The candlestick chart has been used to check the models for support and resistance. These systems can be used to determine the volatility of the coin.
For instance, Bitcoin trades around $8,601.40 and $10,210 for a period of 30-days. This is about 9.4% change in price. Check out here.
If you understand these candlestick patterns correctly you can take advantage of them.
The idea is to buy the coin at the support level and sell it as soon as it reaches the resistance level. However, the only challenge associated with this strategy is that if the price breaks beyond the speculated range, it may lead to a loss.
If you are a range trader, you should also give attention to overbought and oversold zones.
A zone is overbought when the buyers have saturated their needs, so the stock will actually sell off. Oversold is the opposite, which means buyers’ needs are unsaturated, leading them to not sell off.
The indicators used for this purpose are the Relative Strength Index (RSI) and the Stochastic Oscillator.
Arbitraging is a process of buying cryptocurrency in a market and selling it in another market at a higher price. In the crypto market, there is freedom to create an exchange. This can lead to a significant difference in the selling and the buying price because of the variance in liquidity and trading volume.
How arbitrage trade works is that you open accounts on various exchange platforms, which you believe will give varying prices for the same coin. For instance, the Bitcoin trading price in Korea is 40% higher than the price in the US. So, traders usually profit by just buying bitcoin in the U.S and simply selling it on a Korea exchange.
The profit may range from low to high. However when engaging in arbitrage trade, ensure to put trading fees into account.
5. The Golden Cross and Death Cross Trading
This trading strategy is quite an interesting one. However, you have to understand the terms to be able to use it correctly.
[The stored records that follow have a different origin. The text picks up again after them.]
PR #635, opened 2025-05-08
improve(Copyright): adjust fine print for EGW audiobooks

Keshavdulal:


Keshavdulal:
@jlaverde77 the test seems to be failing on `master` too.
It was passing when I committed and wasn't flagged by pre-commit check.
image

The golden cross isa time in the market when a short term average of a cryptocurrency crosses the long term average. The short term average is the 50 days average while the long term average is the 200 days average.
Death cross is the opposite of the golden cross. It occurs when the short term average goes below the long term average.
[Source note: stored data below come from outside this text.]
PR #218, opened 2017-12-10
Update to Demo, Syntax, and Concepts docs

joshuareagan:
Minor revisions, clarifications, removing the words "twig" and "span" from the Syntax and Concepts docs.

### DIFF
--- a/docs/hoon/concepts.md
+++ b/docs/hoon/concepts.md
@@ -10,25 +10,19 @@ title: Concepts
 Usually, a new language is an improvement on one you already
 know.  If it isn't, it probably at least shares concepts with a
 large family of relatives.  These concepts come with words, like
-*type* or *function*, that map cleanly onto its semantics.
+*variable* or *function*, that map cleanly onto its semantics.
 
-In Hoon we throw away almost all these words and invent new
+In Hoon we throw away many of these words and invent new
 ones, which mean almost the same things.  But why?
 
 ## Motivation
 
 Hoon has no close relatives.  The normal jargon of programming
-maps poorly onto its semantics.  For example, although Hoon is a
-typed language, the term "type" is not formally defined in Hoon.
-"Type" is a great word, but Hoon has three separate concepts
-which could comfortably claim it.  We say "type" all the time; we
-mean [`span`](#span), or `mold`, or `mark`, or possibly all three.
-
-Other common programming concepts used only informally in Hoon
-are "function," "object," "event," "expression," "variable,"
-"label," "closure", "environment," "scope," and probably a few
-more.  We do use these words informally, but we're always making
-an analogy whose precision depends on context.
+maps poorly onto its semantics. Some of the common concepts used 
+only informally in Hoon include "function," "object," "event," 
+"variable," "label," "closure", "environment," "scope," and probably 
+a few more.  We do use these words informally, but we're always 
+making an analogy whose precision depends on context.
 
 Hoon has concepts *like* all these abstractions, but they remain
 *false cognates*.  The closer an inexact cognate, the more
@@ -38,7 +32,7 @@ a few new words is a small price for avoiding this pain point.
 ## Concepts
 
 A few major Hoon concepts: `noun` (data), `nock` (interpreter),
-[`mint`](#mint) (compiler), [`span`](#span) (type), [`twig`](#twig) (expression),
+[`mint`](#mint) (compiler), [`hoon`](#hoon) (AST node),
 `gate` (function), `mold` (constructor), `core` (object), `mark`
 (protocol).
 
@@ -53,20 +47,21 @@ The simplest noun syntax uses brackets, like `[a b]` for the cell
 of `a` and `b`.  Brackets nest right; `[a b c d]` is `[a [b [c
 d]]]`.  You'll also see braces: `{a b c d}`.
 
-A noun list, by convention, points right and is zero-terminated.
-Hoon uses tuples (improper nouns) more freely than Lisp; only
-genuinely iterative structures are null-terminated lists.
+A noun list, by convention, goes from left to right and is 
+null-terminated. That said, Hoon uses tuples (improper nouns) more 
+freely than Lisp; only genuinely iterative structures are 
+null-terminated lists.
 
 When an atom is used as a string (a `cord`), the bytes are always
-UTF-8 in LSB first order.  When you see `foo`, `$foo`, `%foo`,
+UTF-8 in LSB-first order.  When you see `foo`, `$foo`, `%foo`,
 etc, this refers to the integer `0x6f.6f66`, aka `7.303.014`.
-(Hoon syntax breaks integer atoms in the German style.)
+(Hoon syntax uses `.` to break integer atoms in the German style.)
 
 One common operation on nouns is `slot`, a tree addressing
 scheme which maps an atom to a subtree.  The whole noun is slot
 `1`; the left child of `n` is `2n`, the right child `2n+1`.
 
-Nothing in Nock, Hoon or Urbit can create cycles in a noun or
+Nothing in Nock, Hoon, or Urbit can create cycles in a noun or
 detect pointer equivalence.  Nouns are generally implemented
 with reference counting, and have a lazy short Merkle hash to
 help with equality testing and associative containers.
@@ -82,16 +77,54 @@ it's still fun and useful to [learn more](../../nock).
 
 ## Compilation concepts
 
+### <a name="hoon">`hoon`</a> (AST node)
+
+A [`hoon`](../reference) is the result of parsing a Hoon source 
+expression into an AST node. Because every Hoon programs is, 
+in its entirety, a single expression of Hoon, the result of parsing 
+a whole Hoon program into an AST is a single `hoon`.
+
+As the noun that the parser produces, a hoon is a tagged union of
+the form `[tag data]`, where the tag is a constant such as `%brts`
+which matches up with the appropriate type of data (often more 
+`hoon`s).  For example, the expression `:-(p q)`, once parsed into 
+an AST, becomes the tagged union:
+
+```
+[%clhp p=hoon q=hoon]
+```
+
+The %clhp is for "colhep".
+
+Keep in mind that `p` and `q` would be parsed too.  So if `p` is `2` 
+and `q` is 17, the parsed result is:
+
+```
+[%clhp p=[%sand p=%ud q=2] q=[%sand p=%ud q=17]]
+```
+
+To parse Hoon source into a hoon AST, use `ream` on a `cord`, e.g.:
+
+```
+(ream ':-(2 17)')
+```
+
+Try it in the `:dojo` to get:
+
+```
+[%clhp p=[%sand p=%ud q=2] q=[%sand p=%ud q=17]]
+```
+
 ### <a name="mint">`mint`</a> (compiler)
 
-[`mint`](#mint) is the Hoon compiler.  It maps a cell `{span twig}` to a
-cell `{span nock}`, where a [`span`](#span) is a type, a [`twig`](#twig)
-is a compiled expression (AST), and a `nock` is a Nock formula.  `mint` accepts
-a subject type and a source expression; it produces a product type
+[`mint`](#mint) is the Hoon compiler.  It maps a cell `[type hoon]` to a
+cell `[type nock]`, where a [`type`](#type) is a type, a [`hoon`](#hoon)
+is a parsed expression (AST), and a `nock` is a Nock formula.  `mint` accepts
+a subject type and a parsed source expression; it produces a product type
 and an executable formula.
 
 Calculating the output type from the input type and the source
-code is called "type inference." If you've used another typed
+code is called "type inference". If you've used another typed
 functional language, like Haskell, Hoon's type inference does the
 same job but with less intelligence.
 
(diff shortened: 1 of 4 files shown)


docs/hoon/concepts.md
```diff
@@ -82,16 +77,53 @@ it's still fun and useful to [learn more](../../nock).
 
 ## Compilation concepts
 
+### <a name="hoon">`hoon`</a> (AST node)
+
+A [`hoon`](../reference) is the result of parsing a Hoon source 
+expression into an AST node. Because every Hoon programs is,
```
belisarius222: programs -> program

docs/hoon/concepts.md
```diff
@@ -82,16 +77,53 @@ it's still fun and useful to [learn more](../../nock).
...
+a whole Hoon program into an AST is a single `hoon`.
+
+As the noun that the parser produces, a hoon is a tagged union of
+the form `[tag data]`, where the tag is a constant such as `%brts`,
+which is matched up with the appropriate type of data (often more 
+`hoon`s).  For example, the expression `:-(p q)`, once parsed into 
+an AST, becomes the tagged union:
+
+```
+[%clhp p=hoon q=hoon]
```
belisarius222: This is a bit confusing. The *type* of the parsed expression is a tagged union, which includes all the possible tags, not just the `%clhp`. You'd need a `?-` or equivalent to get the type to be expressed this way. Maybe mention that `++type` is a tagged union, and the `%clhp` subtype looks like this. The *value* of the parsed expression, as you explain below, has that form.

docs/hoon/concepts.md
```diff
@@ -82,16 +77,53 @@ it's still fun and useful to [learn more](../../nock).
...
+```
+
+The `%clhp` is for "colhep". Keep in mind that `p` and `q` would be 
+parsed too.  So if `p` is 2 and `q` is 17, the parsed result is:
+
+```
+[%clhp p=[%sand p=%ud q=2] q=[%sand p=%ud q=17]]
```
belisarius222: I think it's worth mentioning that `[%sand p=%ud q=2]` means a the type of a constant atom with value 2 and aura `@ud` (maybe we shouldn't mention auras yet). Could say something like:
```
Notice `p` and `q`, both of type `hoon`, have been parsed as `%sand`-tagged `hoon`s, which represent constant atoms.
```

docs/hoon/concepts.md
```diff
@@ -105,52 +137,21 @@ which makes your program more readable anyway.  Also, the dumber
...
-b
 ```
-or the tall rune syntax (here on one line, with double spaces):
-```
-%-  a  b
+(mint:ut %noun [%clhp p=[%sand p=%ud q=2] q=[%sand p=%ud q=17]])
 ```
 
-### <a name="span">`span`</a> (type, as range)
+The `%noun` is type information, and the tagged union after that
```
belisarius222: I don't actually know what the type is supposed to represent. It seems worth mentioning. Is it the inferred output type of the nock formula?

docs/hoon/concepts.md
```diff
@@ -105,52 +137,21 @@ which makes your program more readable anyway.  Also, the dumber
...
+is the hoon.
+
+### <a name="type">`type`</a> (type, as range)
 
-A `span` is a Hoon type.  It defines a set (finite or
-infinite) of nouns and ascribes some semantics to it.  There is
-no syntax for spans; they are always defined by inference (ie, by
+A `type` defines a set (finite or infinite) of nouns and ascribes 
+some semantics to it.  There is no direct syntax for defining 
+types; they are always defined by inference (ie, by
```
belisarius222: ie -> i.e.

docs/hoon/concepts.md
```diff
@@ -179,31 +180,32 @@ A `mold` is a constructor function (`gate`).  Its sample is any
...
+to validate untrusted network input.
 
 ### `face` (named variable)
 
 In a conventional language, we have a scope, environment or
 symbol table.  Declaring a variable, like `var foo: atom`, adds
 the name `foo` to the table with type `atom`.
 
-The Hoon equivalent is `:var  foo  atom`.   But Hoon has a
+The Hoon analogue is `=|(foo atom)`.   But Hoon has a
```
joemfb: This would be something like `=/  foo=atom` or `=/(foo=atom 1 ...)`. `=|(foo atom)` is "pin the bunt of *foo* and produce *atom*". But I'm not sure if the example is clarifying here ...

docs/hoon/concepts.md
belisarius222: I would also mention something about how the types are assembled out of base types defined in ++type. The type inference assembles complex types out of the simpler built-in types.

docs/hoon/concepts.md
```diff
@@ -179,31 +180,32 @@ A `mold` is a constructor function (`gate`).  Its sample is any
...
+a variable named `foo`, whose value is of type `atom`; it's a subtree 
+of type `foo:atom`.
 
 ### <a name="limb">`limb`</a> (attribute or variable reference)
 
 A [`limb`](../twig/limb/limb), like `foo`, is Hoon's equivalent of a variable
-reference.  A limb is a [`twig`](#twig); given a subject [`span`](#span),
-[`mint`](#mint) resolves it to a Nock formula and a product [`span`](#span).
+reference.  A limb is a [`hoon`](#hoon); given a subject [`type`](#type),
+[`mint`](#mint) resolves it to a Nock formula and a product [`type`](#type).
```
belisarius222: I think we should also mention that the hoon compiler always resolves a limb to a tree axis lookup, even though there are multiple kinds of limb. Since a face always refers to a specific tree axis within a member of a type, using a face as a limb still resolves to a numeric axis at compile-time.

docs/hoon/concepts.md
belisarius222: Good point. Another possibility would be `=|(foo=atom foo)`, which will print `0`.

docs/hoon/concepts.md
joshuareagan: I think I'm not understanding you here.  I'm saying that `[%clhp p=hoon q=hoon]` is a tagged union in the same sense that `17` is an `@` or an `atom`.  Yes, `@` is a mold which defines the type `atom`, but it's pretty clear that I don't mean `17` is a mold or a type.  In fact, it seems clear to me that `++hoon` isn't a tagged union, because it's a mold!  In the same way, `@` itself isn't an `atom`...

What am I missing?

docs/hoon/concepts.md
joshuareagan: I thought about that.  Honestly though I'm wondering if I've already gone too far by mentioning `%clhp`.  It's a little tutorial-ish for a definitional doc.  (I assume we want a tutorial/spec distinction in our docs.)  I think it's worth bending the standards a little to make our definitions clearer.  Examples are often helpful.  But I don't want to get too far into the weeds, as long as the general idea is clearish.

That said, saying a little to explain `%sand` seems like a fair suggestion, and I'm not particularly opposed to it if everyone likes the idea.

docs/hoon/concepts.md
joshuareagan: It's not that, because entering:

`(mint:ut %noun [%clhp p=[%sand p=%ud q=2] q=[%sand p=%ud q=17]])`

...results in:

`[#t/{@ud @ud} q=[%1 p=[2 17]]]`

That's more type info than we gave mint. I don't know what that first type represents.

docs/hoon/concepts.md
joshuareagan: I was just trying to match the pseudo-code `var foo: atom`, which defines foo without giving it a value.  We don't exactly have that, so I tried to give the closest approximation.  I'm open to ideas about how to make that section clearer and more helpful.

docs/hoon/concepts.md
joshuareagan: I made the change.

docs/hoon/concepts.md
joshuareagan: change made

docs/hoon/concepts.md
joemfb: `%noun` in your example is the type of the subject.

joshuareagan: Thanks Joe!

docs/hoon/concepts.md
belisarius222: The term "tagged union" usually refers to a type, not a value. So `++hoon` is a mold that normalizes to a tagged union type. When you say that `[%clhp p=hoon q=hoon]` is a tagged union, that is confusing to me because it's really just one subtype of the full tagged union type. To me, the full tagged union would be the `$%  [%clhp ...]  [%cnts ...] ... ==`.

Also, saying `[%clhp p=hoon q=hoon]` is a tagged union is different from saying that `17` is an `atom` because it's not an instance of the type the way `17` is an instance of `atom`. An instance of the type would look more like `[%clhp p=*hoon q=*hoon]`, or your later example with the `%sand`s.

Does that make sense?

docs/hoon/concepts.md
belisarius222: `=|` is indeed hoon's way to declare a variable with minimal initialization, so it is the closest approximation. I think a more generally useful concept to translate from other languages is `var foo: atom = 3`, though, which would correspond to `=/` or `=+`, and of those two `=/` is probably the better choice since it lets you express the type of the variable in tall form. Either way is fine, but it should be correct syntax, which requires having the third argument to `=|`. Maybe something like: `=|(foo=atom <sub-hoon>)`

keatondunsford:
Alright, looks like some edits were made in response to the comments, but that @joshuareagan you might still have a few more to go. Want to ping me when you think this is ready to merge?

docs/hoon/concepts.md
joshuareagan: There is something funky going on with language here.  I hope it's okay if I probe a bit to get a better sense of what's going wrong.  Pedantry ahead...

>  The term "tagged union" usually refers to a type, not a value.

Agreed!  In the same way, "integer" refers to a type, not a value; and we still say "15 is an integer".  This usage clearly means "15 is an instance of the type, integers".  Even though 15 is of a sub-type (say, the odd integers, or integers divisible by 5, etc.) of the full type of integers.

So it still seems okay to say (with a little imprecision):

"`[%clhp p=hoon q=hoon]` is a tagged union."

Oh wait, no it doesn't.  (I am/was wrong!)  Which tagged union type?  There are lots!  `++type`, `++hoon`, `++card`... these all (seem to) define distinct tagged union types.

The problem is that "tagged union" doesn't seem to be (simply) a type.  It's a *type* of type.  (Does this seem right?)

Accordingly, I *don't* think we should say that *this* is a tagged union either: `$% [%clhp ...] [%cnts ...] ... ==`.  That's because this is a mold, and a mold is a gate, not a type.  This mold *defines* the type for parsed Hoon ASTs, without itself *being* that type.  (`@` isn't a type, it's a mold! Speaking loosely sinks ships...? or it lets you avoid being an annoying pedant, or something....)

Here's what's confusing me though.  All tags look like this: `%foo`.  First a % and then some text (and/or integers).  "$foo" isn't a tag!  So the mold for a tagged union doesn't have tags.  The type defined by the `++hoon` mold is a set that contains the union of the tag-types `[%brts (something)]`, `[%clhp (something)]`, etc.

This is one case where I can't blame Tlon for the confusing vocabulary.  A "tagged union" is a union that isn't itself tagged, but which contains pairs in which the LHS is tagged.

Does this all seem right?

In this case, what's the handy-dandy way to refer to an instance of the `++hoon` tagged union type?  In gloriously ambiguous (but probably totally safe) fashion, do we call it a `hoon`?

Thanks in advance for providing me a CS education without compensation.

joshuareagan: Despite my disclaimer about pedantry, the above post is rather sloppy... if it's not obvious what is meant, don't bother slogging through it, just yell and I'll try again...

joemfb: A type can be a tagged-union (ie, tagged-union is a sub-category of the category type). A value can be an instance of a type.

We say that 15 *is* an integer, but we don't say that 15 *is* a numeric type -- the relationship is further attenuated. Similarly, a given noun may be an instance of a type that is a tagged-union, but saying the noun *is* a tagged-union is overly dis-intermediated.

ohAitch:
- $foo is going away as syntax, precisely because the distinction between
it and %foo is pedantic more frequently than helpful
- $%([%& a] [%| b]) is definitely a tagged union between a and b: the %&
and %| are the const tags, and are consed on so you can in practice
distinguish whether you have an a or a b

docs/hoon/concepts.md
joshuareagan: That sounds right Joe.

joshuareagan:
Yes, I see what you mean about $foo and %foo.  I think that's what got me.

belisarius222:
Josh, this mostly seems right to me. My only quibble would be that
typically a tagged union is a pair of a tag and a union of subtypes. Hoon
is no different, except that you group each tag-and-subtype pair when you
define the tagged union (as opposed to, say, C, where you'd have a struct
with the tag type as the first element and the union type as the second
element). `$foo` is a mold that normalizes to the tag `%foo`, so I suppose
it's slightly sloppy to say `$foo` *is* a tag, but the two are so closely
related that we often conflate them when discussing Hoon informally, and
the hoon 143 syntax unification makes the two things look exactly the same
in most cases. The transformation between value and mold that normalizes to
the value is performed opaquely by the compiler, but that's done cleverly
so that you can define something that looks like an example of the type,
and the compiler will generate the normalizing mold for you. We also
typically use another shorthand of saying a mold "is" a type. Outside of
these docs, that doesn't usually cause issues, because there's no way of
defining a type except for molds, and molds aren't used for anything except
for defining types. I'm not sure if that completely addresses your post, so
please let me know if it didn't.

Yes, there are many types that could be classified as tagged unions. I
agree with @joemfb's explanation.

joshuareagan:
Ted, that seems clear and right to me.  Thanks!

docs/hoon/concepts.md
joshuareagan: Turns out `%noun` isn't the subject type, but rather it's type info against which the product type is type-checked.

docs/hoon/concepts.md
joshuareagan: Change made

joshuareagan:
Okay, I'm ready for another round.

ohAitch:
hmm, I think you just want to use (~(mint ut %noun) %noun foo), since the
whole point of the section was transitioning from "text can be parsed into
an ast" into "the ast is then compiled to nock"

joshuareagan:
I'm conflicted.  On the one hand, you're right, why talk about parsing if we don't show how ++ride uses that to compile?

On the other hand, if we use (~(mint ut %noun) %noun foo), then we have to explain the (~(...) ... ...) syntax, we have to talk about both %nouns, and it's just a less friendly exposition.  Lots of complications.  Part of what I hope to achieve is helping make the docs approachable enough that charges of Hoon's inscrutability won't stick.

People need to know about parsed `hoon`s in any case, because they're in `++type` and in many other places, so it's not necessarily bad if we use `++ride` to talk about the compiler.  We can mention in passing how `++ride` uses `++ream` and `++mint` to work.

ohAitch:
Honestly your best bet might be ++slap

joshuareagan:
I decided to go with the `(~(mint ut %noun) %noun <hoon>)` version. 
It's really not that complicated, and people need to learn how to call 
inside cores sooner or later.

Anything else?

docs/hoon/concepts.md
```diff
@@ -53,20 +47,21 @@ The simplest noun syntax uses brackets, like `[a b]` for the cell
...
 etc, this refers to the integer `0x6f.6f66`, aka `7.303.014`.
-(Hoon syntax breaks integer atoms in the German style.)
+(Hoon syntax uses `.` to break integer atoms in the German style.)
 
 One common operation on nouns is `slot`, a tree addressing
 scheme which maps an atom to a subtree.  The whole noun is slot
 `1`; the left child of `n` is `2n`, the right child `2n+1`.
 
-Nothing in Nock, Hoon or Urbit can create cycles in a noun or
+Nothing in Nock, Hoon, or Urbit can create cycles in a noun or
```
keatondunsford: @joshuareagan @belisarius222 We should probably file an issue for this -- whether or not official Urbit documentation should use the Oxford comma.

belisarius222: The Oxford comma is recommended by good people, people who care about precision and programmers.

To engage this strategy, you have to buy at the golden cross and sell at the death cross.
To do this, you have to confirm the occurrence of these crosses by checking the change in the trading volume. Some traders may use the RSI indicator or MACD, but using the volume indicator is best.
6. Fading Trade
It involves trading against the market trend. This is one of the riskiest trades in crypto trading strategy as engaging the wrong moves can result in a huge loss. In the same way, making the right move can give rise to more profits.
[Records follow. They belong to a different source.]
PR #220, opened 2017-12-11
Updating the Basic Types Doc

joshuareagan:
The revisions to the first half were somewhat more heavy-handed and may be controversial.  Happy to discuss.

### DIFF
--- a/docs/hoon/basic.md
+++ b/docs/hoon/basic.md
@@ -7,85 +7,125 @@ title: Basic types
 
 # Basic types
 
-A `span` is a set of nouns and an interpretation of these nouns.
-Officially, we don't use the word "type" in Hoon.  But if we had
-to say "type," it would mean `span`.
+A Hoon `type` is a set of nouns. There is no syntax for directly 
+defining the data type of a Hoon expression. Instead, the compiler 
+infers the type of a Hoon expression by calculating the range of 
+possible values of that expression.
 
-## Type, span and mold
+Working with a type in Hoon requires the use of a `mold`. Each 
+type is defined by a mold. To define a custom type, you must create 
+a custom mold.
 
-There is no Hoon syntax for a span.  The programmer never defines
-a span explicitly.  It is always produced as the inferred range
-of an expression (`twig`).
+## Molds
 
-But we still need simple, well-formed expressions that produce
-regular and well-shaped ranges, for three reasons.
+A mathematical function is a mapping from one set (the domain) to 
+another (the range). Pass an object from the domain to some 
+function *f*, and *f* returns an object from the range. In Hoon we 
+can think of a `gate` as a function, where the gate's `sample` is 
+its argument.
 
-First: in most cases, this trivial generator should be much
-simpler than the computation itself.  Casting the actual result
-to its ideal shape makes sure we know what we're building.
+A `mold` is an idempotent function (i.e., gate) that takes any noun 
+as its input (i.e., its domain is the set of all nouns). An 
+idempotent function *f* is one such that, if *f(x)* terminates, 
+*f(x) = f(f(x))*.  The product range of a mold is the type defined 
+by that mold. That is, each mold's type is the set of possible 
+outputs of that mold.
 
-Second: we can define a standard form for such generators, and
-the standard form is useful.  The standard form is a constructor
-function, or *mold*.
+Essentially, molds are constructor functions. You can pass a mold 
+any data you like, and the product is guaranteed be of the type 
+defined by that mold. Molds are the perfect tool for validating 
+untrusted foreign data: just call the relevant mold with that data. 
+But this use case is unusual for beginners; otherwise you shouldn't 
+call molds directly.
 
-A mold is an idempotent function (`gate`), accepting any noun.
-(An idempotent function is one such that *f(f(x))* equals *f(x)*
-if *f(x)* terminates.)  The product range of the function is the
-span, or *icon*, of the mold.
+More frequently, molds are used when we want to `cast`. We use a 
+cast when we want the Hoon compiler's type-checker to test whether 
+a Hoon expression is guaranteed to evaluate to a product of the 
+desired type. If it isn't, then the compiler will halt with a 
+`nest-fail` crash. Proper Hoon code will include a cast for each
+gate.
 
-Usually we use molds purely in the first sense: as an abstract
-definition of a noun.  Don't actually call a mold unless you're
-actually validating untrusted foreign data.  As a beginner,
-hopefully you aren't!
+The `^` family of runes is for casting. In particular, `^-` allows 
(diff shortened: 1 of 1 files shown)


keatondunsford:
Looks better than what we have.

docs/hoon/basic.md
```diff
@@ -7,85 +7,125 @@ title: Basic types
...
-Officially, we don't use the word "type" in Hoon.  But if we had
-to say "type," it would mean `span`.
+A Hoon `type` is a set of nouns. There is no syntax for directly 
+defining the data type of a Hoon expression. Instead, the compiler 
+infers the type of a Hoon expression by calculating the range of 
+possible values of that expression.
+
+Working with a type in Hoon requires the use of a `mold`. Each 
+type is defined by a mold. To define a custom type, you must create 
+a custom mold.
```
joemfb: A think this language is over constrained. While it's certainly the typical pattern, "requires" and "must" aren't justified, IMO.

docs/hoon/basic.md
```diff
@@ -7,85 +7,125 @@ title: Basic types
...
-Usually we use molds purely in the first sense: as an abstract
-definition of a noun.  Don't actually call a mold unless you're
-actually validating untrusted foreign data.  As a beginner,
-hopefully you aren't!
+## `type`: a set of types
 
-## `span`: a set of nouns
+Below is the mold for `type`, written in Hoon. This mold's range is 
+the set of all types. (Don't let yourself get too dizzy thinking 
+about it! Strictly speaking, the range is of trees of type-*labels*
```
joemfb: I don't find this speaking to be enough strictly

joshuareagan: "range is of trees of type-labels"

If this isn't strict enough, then there must be a counterexample... i.e., a product of ++type that isn't such a tree.  I don't think that's the case.

joshuareagan: "range is of trees of type-labels"

If this isn't strict enough, then there must be a counterexample... i.e., either a product of ++type that isn't such a tree, or such a tree (well-formed) that cannot be a product of ++type
e. I don't think that's the case.

docs/hoon/basic.md
joshuareagan: Earnest question, how else may we use types?  I hesitated when writing this, because of `^+`, but that only works because there is a mold for the example that `^+` uses.  So while it's a little indirect, a mold is indeed needed there.

docs/hoon/basic.md
joemfb: Is this noun a label?

```
[%core #t/<1.xxy $~> q=[p=%gold #t/<1.xxy $~> r=[p=~ q=~] s=[p=[1 2] q={[p=0 q=[p=[p=~ q=~] q={[p=%$ q=[p=~ q=[%ash p=[%sand p=%ud q=2]]]]}]]}]]]
```

It's the type of the following:

```
=>(~ =>(|.(1) |.(2)))
```

joshuareagan: It's a *tree* of such labels, if I understand it correctly (slightly dubious about the latter).

keatondunsford:
@joshuareagan If you agree with these comments, feel free to make another PR with more changes to this `basic` doc, and I'll merge it!

docs/hoon/basic.md
joemfb: Assuming that noun has the face `typ`,

- `p.typ` is the type of the payload
- `p.q.typ` is the variance
- `q.q.typ` is the type we compiled against
- `r.q.typ` is labeled documentation
- `p.s.q.typ` is the battery
- `q.s.q.typ` is a map of core chapters, wherein each chapter is a pair of documentation and a map from arm name to "foot" (arm genericity and arm hoon).

I feel that stretches the definition of label, as I understand it.

joemfb: There are lots of symbols in that nouns, but the only ones that are labels/tags from the tagged-union which is `type` are 1) the entire noun, 2) the payload, 3), the compilation type. Everywhere else those symbols/labels/tags serve another purpose (for instance, to discriminate between forks in other types).

In short, my point is that a noun that is an instance of `type` may be made up of a lot more than just some labels. Hoon ASTs, Nock formulas, documentation, etc. can all be present.

belisarius222:
Label and parameters, maybe?

docs/hoon/basic.md
joshuareagan: "I feel that stretches the definition of label, as I understand it."

Hence the emphasis on the word "tree"!

joemfb: It's definitely a *tree*, and there are definitely *labels*. My argument is that it is much more than simply a *tree* of *labels*, unless you generalize the definition of label to encompass any reference to or description of something.

joshuareagan: @joemfb, I'm having trouble with your objection to my definition, because it assumes from the start that the definition should be different.  You write that this is a type:

> [%core #t/<1.xxy $~> q=[p=%gold #t/<1.xxy $~> r=[p=~ q=~] s=[p=[1 2] q={[p=0 q=[p=[p=~ q=~] q={[p=%$ q=[p=~ q=[%ash p=[%sand p=%ud q=2]]]]}]]}]]]

But on my account, it isn't.  On my account, it's a tree that tracks a type.  I certainly didn't say that this is a label!

To be fair to you, I did say "tree of labels", and that structure may be too complex to count as a tree of labels.  But in my defense, I am writing for the basic type docs, which are intentionally over-simplified compared to the advanced type docs....  It's fair to say that I can revise the "tree of labels" thing so that it's more accurate.  But what's important on my account is that this tree is an accounting device for the compiler, not itself a type.

This shift is part of my crusade to distinguish the semantics that a Hoon beginner needs to learn vs. the implementation of the Hoon compiler.  This is a good crusade and I'll continue to wage it.

joemfb: I share your goals, and commend you for your efforts. Quality introductory documentation is very important! But I think there some imprecisions here that go too far.

You say my example is not a "type", but "a tree that tracks a type". I'm not sure I can parse that.

Until very recently, my example noun would've been called a "span" -- the inferred type produced by the compiler. "A data structure to track the type of an expression in the compiler" would be a perfectly suitable definition. But "span" has been renamed to "type", and that noun is very much *the type* of a trivial core.

This all goes back to the following:

> Strictly speaking, the range is of trees of type-*labels*

`s/roughly/strictly/` (or something like that), and I'll go away ;)

joshuareagan: Also, we need to distinguish the result that the pretty-printer gives you, and the actual tree used by the compiler.

mattlevan: `s/strictly/roughly` and it should be good. If you really want to be more precise, say "tree that tracks a type and contains labels." The reader can infer that more than labels may exist in the tree, but he's not yet worried about it.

The fading trade is best to engage when there is a lot of volatility in the market which usually occurs when a country talks about banning or using cryptocurrency.
Regardless of the type of trading strategy you choose to use, understand that there are times when you will experience loss. This is because the crypto market is a volatile one.
Also as you trade, do not follow the crowd, go for coins that you have researched and believe in. You will win!